PR #624, opened 2025-10-08
Update the rotation angle for the main detector in the GDML

Zhang-Xiang-nb:
We want all tiles in the main detector tilt toward to the beam line with a small angle, but currently we are not rotating the tiles  in the correct order. We suppose to rotate the detector with its intended local axis to facing the interaction point, but in the GDML geometry the rotation sequence is fixed. So we change the angle for each axis to make the final rotation in sequence x-y-z the same as sequence z-y-x. Based on the plots I got, it is working properly.
[rotationproblem.pptx](https://github.com/user-attachments/files/22781740/rotationproblem.pptx)


Zhang-Xiang-nb:
I also include the script which can convert the current gdml file to correct version in the geometry directory

Issue #256, opened 2019-04-09
Hardcoded target material name in remollGenElastic


wdconinc:
### Environment: (where does this bug occur, have you tried other environments)
- branch (master for latest released): master
- revision (HEAD for most recent): HEAD
- OS or system: all
- Special ROOT or Geant4 versions? no

### Steps to reproduce: (give a step by step account of how to trigger the bug)
https://github.com/JeffersonLab/remoll/blob/f626940f05915a3ba559fad296c551f94e9f0d9f/src/remollGenpElastic.cc#L52

### Expected Result: (what do you expect when you execute the steps above)
This should not depend on some target material.

### Actual Result: (what do you get when you execute the steps above)
It does.

Not sure what to do about it...

rahmans1:
@wdconinc  What are the implications of this? If you don't have a material named "LiquidHydrogen", the generator will malfunction?

wdconinc:
Potentially... the ep elastic generator will do something different.

wdconinc:
Some work towards this in 4be2ee8a60ddc537bae1e57b48ea238abf3e6519

wdconinc:
We should use something like:
```
	  const G4ElementVector* ev = (*it)->GetLogicalVolume()->GetMaterial()->GetElementVector();
	  for (auto e = ev->begin(); e != ev->end(); e++) {
	    G4cout << (*e)->GetZ() << G4endl;
	  }
```
This would at least make sure there is hydrogen in the target.

PR #630, opened 2025-11-12
updates on LH2 target properties: implementing realistic temperature, pressure, density values for LH2

zdemirog:
Update of LH2 material properties in remoll. 
Details at [docDB1502](https://moller-docdb.physics.sunysb.edu/cgi-bin/DocDBTest/private/ShowDocument?docid=1502)

### DIFF
--- a/geometry/materials.xml
+++ b/geometry/materials.xml
@@ -240,10 +240,17 @@
     <D unit="g/cm3" value="1e-25"/>
     <atom unit="g/mole" value="1.01"/>
   </material>
-  <material Z="1" name="LiquidHydrogen" state="liquid">
+  <!-- <material Z="1" name="LiquidHydrogen" state="liquid">
     <T unit="K" value="20.27"/>
     <D unit="g/cm3" value="0.0708"/>
     <atom unit="g/mole" value="1.00794"/>
+  </material>-->
+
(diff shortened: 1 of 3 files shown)


zdemirog:
On [c79ea74](https://github.com/JeffersonLab/remoll/pull/630/commits/c79ea74c5655d7b35d3b896f14ce93c861afdd5e), I updated the LiquidHydrogen material from a simple element definition to a composite material definition, so that Geant4 creates valid AtomsVector, ElementVector etc, which are required by the active target volume;


```
	    const G4int *atomvec = material->GetAtomsVector();
	    const G4ElementVector *elvec = material->GetElementVector();
	    const G4double *fracvec = material->GetFractionVector();
```
https://github.com/JeffersonLab/remoll/blob/develop/src/remollBeamTarget.cc#L369C1-L371C62

I also changed the hard coded [target material name](https://github.com/JeffersonLab/remoll/blob/develop/src/remollGenpElastic.cc#L47-L52) in ep-elastic generator (issue #256 ), so it finds and uses the new customized LiquidHydrogen material instead of G4_lH2 name.


Updated simulation results related to this update can be found in [docDB1502](https://moller-docdb.physics.sunysb.edu/cgi-bin/DocDBTest/private/ShowDocument?docid=1502)

PR #636, opened 2025-12-07
the trigger scintillator has been added to the moller setup at the pr…

afezland89:
This is a updated copy of our trigger scintillator to the most recent version of the remoll project repo.


rakithab:
No longer needed

PR #642, opened 2026-05-12
Feature add sbms

dvalmassei:
Adding LAMs.
-sensDets: 8XXYY; where XX represents the sector (00-06), and YY represents radiator (01), left PMT (02), or right PMT (03)


dvalmassei:
This PR is ready to merge

PR #643, opened 2026-05-31
Add Showermax stackplanes and update response lookup 

sudipbhattarai:
The Shower-max stackplanes (28 virtual planes positioned in front of individual Shower-max modules) are placed. These detectors are the standard planes used in most Shower-max-related remoll studies. The SD numbers for these planes range from 73000 to 73028, starting from the beam left closed sector and progressing clockwise.

The lookup table data and script have been reorganized. Anyone interested in using this table can simply add one header file and use the GetResponse function.


sudipbhattarai:
This PR is ready to merge.

PR #2749, opened 2019-04-30
Internationalize the GUI

HebaruSan:
## Motivations

- The CKAN GUI is English-only
- We're split on whether it's en-GB/en-AU or en-US

## Changes

- All user visible properties in the `.Designer.cs` files are moved into the corresponding `.resx` files and set via `resources.ApplyResources`.
- All user visible strings in code are moved to `Properties/Resources.resx` and accessed via `Properties.Resources.NameOfString`.
- All occurrences of American spelling in the default locale are changed to UK/Aussie spelling.
- Supplemental `.en-US.resx` files are added as needed to switch to American spellings for American users.
- The build process is updated to bundle the "satellite assemblies" that the compiler creates into the main EXE.
- New classes `SingleAssemblyResourceManager` and `SingleAssemblyComponentResourceManager` extend the built in resource manager classes to support bundled satellite assemblies.

Now when a UK/Aussie user opens the CKAN GUI, they'll see familiar extra "u"s and words ending in "ise", while Americans will see no extra "u"s and words ending in "ize".

### German translation

@DasSkelett has translated the entire GUI into German!

image

Erfolg!

### Icons and exe size

While poking around at our resource files, @DasSkelett discovered that we have 11 copies of the CKAN icon (roughly one per form), and that each one takes up something like 700 KiB, adding up to fully **half** the size of the compiled exe!!

Now these are moved from the forms' resx files to the project resx file, where one copy is shared. This makes `ckan.exe` less than half the size it was previously, while working exactly the same.

### Known limitations

Only GUI is updated! This PR doesn't touch Core (but a future one might). Lots of visible strings come from Core, but the ones from GUI should all be localizable.


DasSkelett:
Wow, nice! Did you use the VisualStudio functionality to move all the strings?
Should I open a PR to your branch for the German translation, or create a PR here when this one is merged?

HebaruSan:
I used Atom and my mouse to move all the strings :face_with_head_bandage:, but I based the changes on a demo from Microsoft, so it should match up with how VS would do it:
https://code.msdn.microsoft.com/CSWinFormLocalization-59675a87

As for a Deutsch PR, either way is fine with me. I'd be happy to include it here or add it later.

DasSkelett:
Wow, that must have been a lot of work.
Okay, I will do the PR to your branch then, since I found some things to correct (missing strings, formatting...), I can include the in my PR this way.

DasSkelett:
Just an idea: What about an option to set the language manually? Can imagine some peaople wanting it.

And a FYI: You can set the localization yourself in the code if you add those 3 lines (found [here](https://docs.microsoft.com/en-us/dotnet/api/system.globalization.cultureinfo.defaultthreadcurrentculture?redirectedfrom=MSDN&view=netframework-4.8#System_Globalization_CultureInfo_DefaultThreadCurrentCulture)) as early as possible (before any localized strings are loaded), e.g. right at the start of `GUI.Main()`:
```
System.Globalization.CultureInfo ci = new System.Globalization.CultureInfo("en-US");
System.Globalization.CultureInfo.DefaultThreadCurrentCulture = ci;
System.Globalization.CultureInfo.DefaultThreadCurrentUICulture = ci;
```
If you want to test the German translation for example later on. If you found a better way to do this, I'm all ears.

HebaruSan:
> If you found a better way to do this

That was exactly how I did it. :)  Except I only set one of those.

politas:
Wow, massive piece of work there, @HebaruSan! Is this ready for our point release, or shall we leave it for the next one?

HebaruSan:
I think it's pretty safe. If there are bugs, they should be of the "this dialog has a strange string here" variety rather than crashes or corrupted instsalls.

DasSkelett:
Can somebody by any chance tell me, why my tranlations work when compiling in VisualStudio (2019), but not when when compiling with the BuildTools (15) installed without VS, nor when compiling on Linux?
To spedifiy: It somehow doesn't include the 
https://github.com/DasSkelett/CKAN/tree/feature/german-translation

And btw, does anybody know how to prevent VS from overwriting all the auto-generated comments?
(See [here](https://github.com/DasSkelett/CKAN/commit/ceae2c58b7f70881fc7eaa0921af0a14f871da9d#diff-ec0064348aa1f8fef1c2c4e358b04e80) for example)

HebaruSan:
The en-US translations seem to be working for me on Mono (after the commit I just pushed):

image

I'll take a look at your branch shortly...

GUI/Main.resx
```diff
@@ -13774,4 +13774,95 @@
         AAD//wAA//8AAP//AAD//wAA//8AAA==
 </value>
   </data>
-</root>
\ No newline at end of file
+  <data name="$this.Localizable" type="System.Boolean, mscorlib">
+    <value>True</value>
+  </data>
+  <data name="$this.Language" type="System.Globalization.CultureInfo, mscorlib">
+    <value>(Default)</value>
```
DasSkelett: What does this do? It's just in this .resx, not in others.
Should I change `(Default)` to something different in the `Main.de-DE.resx`, or discard it, or leave it?

HebaruSan: All of the tutorials/answers that I found online said to set that property. I think it controls which language VS populates when you edit properties?

DasSkelett:
> The en-US translations seem to be working for me on Mono (after the commit I just pushed):

Sorry, missed a important bit: The normal .resx translations work perfectly fine, just the `Properties/Resources.de-DE.resx` (so 'dynamic' strings) doesn't work.

HebaruSan:
The `Properties/Resources.en-US.resx`seems OK on Mono as well (this would say "favourites" otherwise):

image

HebaruSan:
Yeah, I'm seeing some weird stuff in de-DE.

image

I'll let you know if I can figure out why...

DasSkelett:
> Yeah, I'm seeing some weird stuff in de-DE.
Oh that's probably due to https://github.com/mono/mono/pull/12643.

> The Properties/Resources.en-US.resxseems OK on Mono as well (this would say "favourites" otherwise):
Well, it *does* say 'favourites' on my system...

HebaruSan:
BTW, in case it's useful, my command for testing on Linux is:

```bash
LC_ALL=de_DE _build/ckan.exe
```

GUI/Main.resx
DasSkelett: So, just let it as is in `Main.de-DE.resx`?

HebaruSan:
> Oh that's probably due to mono/mono#12643.

Huh, you're right. I have a local build of mono's current HEAD (which includes that PR), and it works there:

image

HebaruSan:
> You tested on my branch, right?

My "favourites" test was on *my* branch, to establish a baseline of whether there's a known-working version here. I'm checking your branch now.

GUI/Main.resx
HebaruSan: I think this property doesn't need to be included in `.de-DE.resx`.

HebaruSan:
This is where `Resources.de-DE.resx` broke, it needs to be a `SingleAssemblyResourceManager` object or it won't check the satellite assemblies bundled in the EXE:

https://github.com/DasSkelett/CKAN/blob/ceae2c58b7f70881fc7eaa0921af0a14f871da9d/GUI/Properties/Resources.Designer.cs#L42

Can you revert all your changes to that file? You should be able to use my version without changes.

DasSkelett:
> Huh, you're right. I have a local build of mono's current HEAD (which includes that PR), and it works there:

I recognize the issues I fixed ;)
It should be fixed since mono-5.16.0.235.

> BTW, in case it's useful, my command for testing on Linux is:
> 
> ```shell
> LC_ALL=de_DE _build/ckan.exe
> ```

Thanks, that might be easier than hardcoding the CultureInfo manually and recompile. Just Windows doesn't offer an option, as always.

HebaruSan:
> I recognize the issues I fixed ;)

Oh nice! I didn't even think to check if that was you. :laughing: Congrats on getting that merged!

DasSkelett:
> 
> 
> This is where `Resources.de-DE.resx` broke, it needs to be a `SingleAssemblyResourceManager` object or it won't check the satellite assemblies bundled in the EXE:
> 
> https://github.com/DasSkelett/CKAN/blob/ceae2c58b7f70881fc7eaa0921af0a14f871da9d/GUI/Properties/Resources.Designer.cs#L42
> 
> Can you revert all your changes to that file? You should be able to use my version without changes.

Will try, thanks 🎉.
Mind if I force-push my branch? Easiest for me is resetting the commit and unstaging the file.

HebaruSan:
> Mind if I force-push my branch?

Please do, I won't be making changes to your branch.

DasSkelett:
**Regarding the `LinkArea` bug** (short summary for those reading this and don't want to check the linked PR: Mono doesn't (yet) take text alignment into account when rendering LinkLabels, which makes all non-upper-left aligned LinkLabels unreadable):
> It should be fixed since mono-5.16.0.235.

That's wrong it seems, since I run `5.20.1.19`which is from April 11th and my PR is not included. So I have no idea how the release mechanism of mono works, and when a PR is included.

**Why is this bug a problem for us/me?**
I changed the layout of the `AboutDialog`in my branch so that every (link)label spans from left to right (excluding the last row with three LinkLabels) and set
```
linkLabel.TextAlign = ContentAlignment.MiddleCenter
```
for easy centering in every language.
But with the mono bug the dialog is unreadable, most links are unclickable.
Basically, the `AboutDialog` is unusable like this.
If we stick to this, we must hope that the next mono release includes that fix and everyone updates to it.

**A workaround/how it was before**: Set the location of every link label for every language (by now only two for this form) manually so they appear centered (which is _very_ fiddly to do!).
But at least you can read something like this.
Another idea: Calculate the string size during runtime and set the position and size accordingly. A bit dirty, but should do it.

HebaruSan:
> If we stick to this, we must hope that the next mono release includes that fix and everyone updates to it.

Or that no one opens the About dialog. :rofl:

HebaruSan:
> all non-upper-left aligned LinkLabels

I suppose we also could switch to upper left alignment. The current layout is acceptable but not really beautiful.

DasSkelett:
So a simple list layout?
```
_________________________________________________
| CKAN -The Comprehensive Kerbal archive network | 
| License                                        |
| Authors                                        |
| Source code                                    |
| Forum thread                                   |
| Homepage                                       |
| Version v1.26.1                                |
|________________________________________________|
```
Like this?
I wouldn't say that's more beautiful, but okay :smile:

HebaruSan:
Yeah, that's roughly what I was imagining. You have to admit it's more beautiful than the bugged out version though. :)

about

Maybe a table with the real URLs shown, for more visual balance...

```
__________________________________________________________________________________
|____________________________________About__________________________________-_▢_X|
| CKAN -The Comprehensive Kerbal archive network                                 | 
| Version v1.26.1                                                                |
|                                                                                |
| License       https://github.com/KSP-CKAN/CKAN/blob/master/LICENSE.md          |
| Authors       https://github.com/KSP-CKAN/CKAN/graphs/contributors             |
| Source code   https://github.com/KSP-CKAN/CKAN/                                |
| Forum thread  http://forum.kerbalspaceprogram.com/index.php?/topic/154922-ckan |
| Homepage      http://ksp-ckan.space                                            |
|________________________________________________________________________________|
```

DasSkelett:
I can go with the url table, that looks nice. :+1:

HebaruSan:
BTW, is the `LinkArea` property actually related to this? It sounds like that represents the offset of the characters that are intended to be clickable.

DasSkelett:
Mono divides each `linklabel` into several substrings, either 'clickable' or not. The `LinkArea` property says how to divide the string, at which character the 'clickability' should begin or stop.
Those substrings are then converted to `region`s and later `pieces`, which also contain coordinates for the rendering process. And those pieces should consider any offset caused by a 'non-upper-left' alignment, which they didn't/don't.
And the coordinates of those pieces are later used to determine the areas where you can click, and where not, and where the 'selection rectangle' is drawn.
_But not_ the text. That one is rendered (or how you call that, that's not my area of expertise) by the gdisomethingsomething library of Microsoft, which takes alignment into account. And the text is only drawn if it's inside the are of the pieces \> it's cut somewhere in the middle.

At least that's what I remember from back then ^^
So yeah, the `LinkArea` bug actually is not really a `LinkArea` bug, but it has to do with the separation into pieces.

DasSkelett:
Is there a way to save the little icon we use in the upper left of each form centrally (maybe in `Properties/Resources.resx`?
For reference, it's that part in each .resx:
```
<data name="$this.Icon" type="System.Drawing.Icon, System.Drawing" mimetype="application/x-microsoft.net.object.bytearray.base64">
 <value> Base64EncodedIconStringGoesHere </value>
</data>
```
It takes ~600 KiB in every standard language (=en-GB) .resx file, that makes around 7 MiB in total.

I think the compiler apparently is smart enough to only include it once in the final .exe, but there's also the problem that if we want to change it, we have to change it for each form (if that's how it works, I'm not sure).
And it would reduce the size of the source code (only 7 MiB, but better than nothing, eh?).

HebaruSan:
Hmm. What if `Main` loaded from its own `resx` file, and then other forms re-used `Main.Instance.Icon`?

DasSkelett:
Works if you add `this.Icon = null` before `resources.ApplyResources(...);` in `Main.Designer.cs`.

DasSkelett:
Okay got some big, good? news: The compiler was **not** smart enough to remove duplicate image strings in resxes. So yeah, just compiled CKAN after removing all those, and you won't believe it, but **CKAN.exe is now 3.5 MiB** small...
From 6.9 MiB down to 3.5 MiB, I just halved the whole exe :tada:.

I'll open a Patreon now so you can buy me some drinks :cocktail:.

HebaruSan:
Wait, a 32x32 bitmap was taking up *how much* space?? 4KB per icon should be more than enough, even for uncompressed 32-bit color. Does the compiled binary contain that gross base64 encoded mess?

DasSkelett:
I just did the calculations, it must have saved them with about 30% compression (depending on the encoding of the characters and stuff, I assumed 7 bit):
6803 lines per icon resx * 80 chars per line * 7 bit/char / 8 bit/byte * 11 times I deleted it / 1024 / 1024 = 5.00 MiB.
1 - (3.5 MiB savings / 5,00 MiB potential space usage) = 0.3. Yep.

Well, if you look at them, they are about 70% 'A's, so maybe they do a simple RLE?

HebaruSan:
Doing a bit more checking, the consensus seems to be that we should move it to `Properties.Resources.AppIcon`. That way we wouldn't be depending on the forms loading in a particular order as with `Main.Instance.Icon`, and it may even be compatible with the VS form editor GUI.

DasSkelett:
> 
> 
> Doing a bit more checking, the consensus seems to be that we should move it to `Properties.Resources.AppIcon`. That way we wouldn't be depending on the forms loading in a particular order as with `Main.Instance.Icon`, and it may even be compatible with the VS form editor GUI.

Welcome that. Do you have some details on how to do that?
WIth `Properties.Resources.AppIcon`, do you mean a file named `Resources.AppIcon` in `GUI/Properties/`, or a `data name="AppIcon" ...` node in `Resources.resx`?

HebaruSan:
I meant a node in `Resources.resx`, copy/pasting the string that we have already.

DasSkelett:
So why don't just reference the .ico file located in `assets/`in `Resources.resx`, as we do with all the other bitmaps?

HebaruSan:
If it works, that would be fine with me. I'm not sure what limitations are imposed by the VS GUI, so I lean towards being conservative when working with GUI control properties.

DasSkelett:
Both ways don't seem to work on the first try :(
I will look at it tomorrow again, it's quite late here. :sleeping:

HebaruSan:
@DasSkelett, FYI, I need to rebase this to internationalize the autoinstall changes anyway, so I'm going to take a crack at including the icon changes as well...

HebaruSan:
OK, these changes are now rebased on top of master, then squashed, then amended with a missing string and the icon clean-up, then  force-pushed. You should be able to update your German branch thusly:

```
git fetch --all
git checkout feature/german-translation
git rebase -i HebaruSan/feature/i18n
```
(And then resolve the conflicts.)

DasSkelett:
Please do so :+1:

DasSkelett:
Created my PR to add my changes to your branch and thus include them in your PR:
https://github.com/HebaruSan/CKAN/pull/5

HebaruSan:
My GNOME Shell theme apparently doesn't put icons on windows anyway, but it does put them in the top bar:

image

Not sure if I can test that issue.

DasSkelett:
Okay, I just found out that the icon problem is **not** introduced by our changes!
Other CKAN versions (i.e. current master@75deab0) have the same problems, at least on my system. It just never noticed it. But as I tested if you can remove the icon of the resource files, I obviously put attention there and spotted it.

DasSkelett:
From my side only the issue with the wrapping menu entry is left now.

grafik

HebaruSan:
> the wrapping menu entry

This issue is unreal! There's nothing different in how we treat that object, but that effect is completely consistent and persistent no matter what changes I make.

... I think we're looking at a one-in-a-million Mono bug related to the exact pixel length of the resource string. I tried changing it to "afsdkamjsldk fdjklpa" (same number of characters with same grouping, but the letters aren't the exact same width) and it started working normally. But as long as the exact text is "Empfehlungen ansehen", it goes weird. Can you think of a slightly different translation for that string?

DasSkelett:
"Empfehlungen installierter Mods", translated to "Recommendations of installed mods" should fit well.

HebaruSan:
:+1: 
Mono is so weird.

image

politas:
So we're all good to merge this, now? Are we sure those weird alignment errors don't appear with different app window sizes, or something like that?

DasSkelett:
> So we're all good to merge this, now?

@HebaruSan needs to rebase once more for #2762.
@HebaruSan, if you want to include the German translation for the new string yourself, I suggest "Durchsuche GameData nach DLCs und manuell installierten Modulen...".

> Are we sure those weird alignment errors don't appear with different app window sizes, or something like that?

I don't remember if I tried resizing the window, but I doubt that would affect the issue. Resizing the dropdown menu didn't fix it.
I can try it out tomorrow.

So after the rebase you have a Go from my side :+1:.

HebaruSan:
Rebased!

> I suggest "Durchsuche GameData nach DLCs und manuell installierten Modulen...".

I decided the English string sounded better without GameData. Does " I suggest "Durchsuche nach DLCs und manuell installierten Modulen..." make sense?

DasSkelett:
"Suche nach DLCs und manuell installierten Modulen..." (without the "Durch") would be a bit more natural.

HebaruSan:
@politas, yes, this is ready now. I haven't merged it because I wasn't sure whether to count it as "reviewed" given that both @DasSkelett and I have made commits to the branch.

DasSkelett:
> I don't remember if I tried resizing the window, but I doubt that would affect the issue. Resizing the dropdown menu at least didn't fix it.
I can try it out tomorrow.

No, resizing the window does indeed nothing. Would have been weird, because I'm sure @HebaruSan  doesn't use the exact same window size, and it happened on his system too.

GUI/Properties/Resources.de-DE.resx
```diff
@@ -0,0 +1,310 @@
...
+  <data name="ManageKspInstancesNotValid" xml:space="preserve"><value>"{0}" ist kein gültiges KSP-Verzeichnis.</value></data>
+  <data name="NewRepoDialogFailed" xml:space="preserve"><value>Die Master-Liste konnte nicht abgerufen werden.</value></data>
+  <data name="SettingsDialogSummmary" xml:space="preserve"><value>{0} Dateien, {1}</value></data>
+  <data name="SettingsDialogSummaryInvalid" xml:space="preserve"><value>Ungültiger Pfad: "{0}"</value></data>
+  <data name="SettingsDialogCacheDescrip" xml:space="preserve"><value>Wähle einen Ordner um CKANs Mod-Downloads zu speichern:</value></data>
+  <data name="SettingsDialogDeleteConfirm" xml:space="preserve"><value>Möchten Sie wirklich {0} Dateien aus dem Cache löschen und damit {1} freigeben?</value></data>
+  <data name="AddAuthTokenTitle" xml:space="preserve"><value>Authentifikationstoken hinzufügen</value></data>
+  <data name="AddAuthTokenToken" xml:space="preserve"><value>Token:</value></data>
+  <data name="AddAuthTokenAccept" xml:space="preserve"><value>&amp;Annehmen</value></data>
+  <data name="AddAuthTokenCancel" xml:space="preserve"><value>&amp;Abbrechen</value></data>
```
Olympic1: These two actions will conflict if you press `A` in the dialog

DasSkelett: @HebaruSan can you move the `&` to the `c` of `Abbrechen`, so `Abbre&amp;chen`?
`C` makes sense too, that's next to `Q` a shortcut often used for quitting/canceling stuff.

HebaruSan: Fixed. Thanks for catching that1

Olympic1:
Is it possible to add the translation files into a separate folder like `en-US` and `de-DE`, because every translation wil add 18 new files. This way it would be easier to find a specific language file and will prevent the GUI folder to get cluttered with `.resx` files.

HebaruSan:
Good idea. Rebased to get the NuGet updates and moved those to a Localization/de-DE folder. I couldn't figure out how to make it work with Resources.de-DE.resx, but those are already in the Properties folder so that shouldn't be as much of a problem.

Olympic1:
For me this is good to merge. If nobody finds any alignment errors anymore for the German translation, this can be merged.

□ □ □

• EXERCISE BRIEF
Where a line in the records above contains the string "scintillator", return that line.

• THE ANSWER
the trigger scintillator has been added to the moller setup at the pr…
This is a updated copy of our trigger scintillator to the most recent version of the remoll project repo.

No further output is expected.